===== Records supplied =====

PR #559, opened 2022-02-08
Displays an alert banner in the staging environment

tillyw:
## Associated issues
fixes https://github.com/cityofaustin/atd-data-tech/issues/8234

## Testing
URL to test:
https://deploy-preview-559--atd-moped-main.netlify.app/ 

**Steps to test:**
not sure how to test this because the banner will only display in the staging environment. @mateoclarke or @chiaberry , do you have any thoughts? will add @amenity for review once we sort that out.

---
#### Ship list
- [x] Code reviewed 
- [x] ~Added to [QA test script](https://docs.google.com/spreadsheets/d/1n_O6MLh9cwwPf57HUM394Ea-z9uuoEV1-QW4axNZXLE/edit#gid=776973707)~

=====

* **Task to carry out**
Could you transcribe the whole listing above without any edits?

* **Answer to the exercise**
PR #559, opened 2022-02-08
Displays an alert banner in the staging environment

tillyw:
## Associated issues
fixes https://github.com/cityofaustin/atd-data-tech/issues/8234

## Testing
URL to test:
https://deploy-preview-559--atd-moped-main.netlify.app/ 

**Steps to test:**
not sure how to test this because the banner will only display in the staging environment. @mateoclarke or @chiaberry , do you have any thoughts? will add @amenity for review once we sort that out.

---
#### Ship list
- [x] Code reviewed 
- [x] ~Added to [QA test script](https://docs.google.com/spreadsheets/d/1n_O6MLh9cwwPf57HUM394Ea-z9uuoEV1-QW4axNZXLE/edit#gid=776973707)~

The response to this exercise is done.